+++ STUDY MATERIAL

PR #156, opened 2024-07-17
Fixup compiler warnings

RichLogan:
- Some returns of temporary variables using `std::move` warn about preventing copy-elision. 
- I believe transport config char pointers should be constant (especially due to string literals being used in some places). 
- Non explicit `this` capture is deprecated (maybe only in clang16, but still). 
- Couple of missing returns in non-void functions.

### DIFF
--- a/include/transport/transport.h
+++ b/include/transport/transport.h
@@ -74,8 +74,8 @@ struct TransportRemote
  */
 struct TransportConfig
 {
-  char *tls_cert_filename;                        /// QUIC TLS certificate to use
-  char *tls_key_filename;                         /// QUIC TLS private key to use
+  const char *tls_cert_filename;                  /// QUIC TLS certificate to use
+  const char *tls_key_filename;                   /// QUIC TLS private key to use
   uint32_t time_queue_init_queue_size {1000};     /// Initial queue size to reserve upfront
   uint32_t time_queue_max_duration {1000};        /// Max duration for the time queue in milliseconds
   uint32_t time_queue_bucket_interval {1};        /// The bucket interval in milliseconds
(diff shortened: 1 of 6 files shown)


src/transport_udp.cpp
```diff
@@ -84,6 +84,7 @@ TransportStatus UDPTransport::status() const {
     } else if (!isServerMode) {
         return clientStatus;
     }
+    return clientStatus;
```
RichLogan, line 87: Wasn't sure about what the correct thing to do in this case is? cc @TimEvens

include/transport/transport.h
```diff
@@ -74,8 +74,8 @@ struct TransportRemote
  */
 struct TransportConfig
 {
-  char *tls_cert_filename;                        /// QUIC TLS certificate to use
-  char *tls_key_filename;                         /// QUIC TLS private key to use
+  const char *tls_cert_filename;                  /// QUIC TLS certificate to use
```
TimEvens, line 77: Challenge is that `TransportConfig` is mutable context/config. const values prevent that.  Changing
this will require implementations to update, such as libquicr. 

I would recommend though that we switch this to string.

include/transport/transport.h
```diff
@@ -74,8 +74,8 @@ struct TransportRemote
...
+  const char *tls_key_filename;                   /// QUIC TLS private key to use
```
TimEvens, line 78: Switch to non-const string.

include/transport/transport.h
```diff
@@ -90,7 +90,7 @@ struct TransportConfig
   uint64_t idle_timeout_ms { 30000 };             /// Idle timeout for transport connection(s) in milliseconds
   bool use_reset_wait_strategy { false };         /// Use Reset and wait strategy for congestion control
   bool use_bbr { true };                          /// Use BBR if true, NewReno if false
-  char* quic_qlog_path;                           /// QUIC LOG file location path, trivially copyable null terminated string
+  const char* quic_qlog_path;                     /// QUIC LOG file location path, trivially copyable null terminated string
```
TimEvens, line 93: Switch to non-const string.

TimEvens (changes requested):
Looks good to me with some updates to transport config to use mutable/non-const string instead.  

The reason transport config is a mutable context, is that it's the context/config we pass down all the way from the app, which some things might need to be updated after construct.  Also, the same config is duplicated and then updated for additional instances, such as changing port, tls cert, ...

src/transport_udp.cpp
TimEvens: Probably can drop

```
else if (!isServerMode) {
        return clientStatus;
    }
```
in favor of having the fallback to just return clientStatus.

RichLogan:
Updated to use `std::string`. I have updated our various usages of this also in the other repos but will wait until we're happy with this.

shenning00 (approved):
Looks good.

PR #157, opened 2024-07-17
Add clang-tidy & initial naming pass

RichLogan:
Adds initial clang-tidy pass, and CI check. In order to not have massive changes, and for my sanity, I'm doing renaming first. Includes on #156 .

The [39b42e3](https://github.com/Quicr/transport/pull/157/commits/39b42e3d6ae04c4bec32a199b2286984bd00c9eb) failure is the one showing the clang-tidy pass correctly failing. 

[bf95adf](https://github.com/Quicr/transport/pull/157/commits/bf95adf509547a5b3c3fc04efecf2f931b40212c) then passes now those violations are fixed.


TimEvens (approved):
Should be good to go, but I didn't see the clang format/tidy changes. Are those coming? 

It will be important to make sure all of our modules follow this... maybe we should have a root repo that acts as a skeleton/base clang policy for all other repos.  This would hopefully keep style/formatting consistent with new and ever changing repos.  

Note, some IDE's have challenges with using the right clang-format/clang-tidy file(s).  It can depend on the project root folder. Many of us work on submodules from some higher base, such as WxQ, new-qmedia, libquicr, ...  It will be important to update all the other repos.

PR #162, opened 2024-08-12
Add note on style/naming/formatting

RichLogan:
This is deliberately intended as a provocative PR to kick off discussion and drive a decision (whatever that may be).


TimEvens (approved):

TimEvens (approved):

RichLogan:
On the call today it sounds like we got agreement here, so I will merge this.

++++++

◆ ACTIVITY ◆
Given the word "clientStatus", show every line of the records that contains it.

◆ RESPONSE AREA ◆
         return clientStatus;
+    return clientStatus;
        return clientStatus;
in favor of having the fallback to just return clientStatus.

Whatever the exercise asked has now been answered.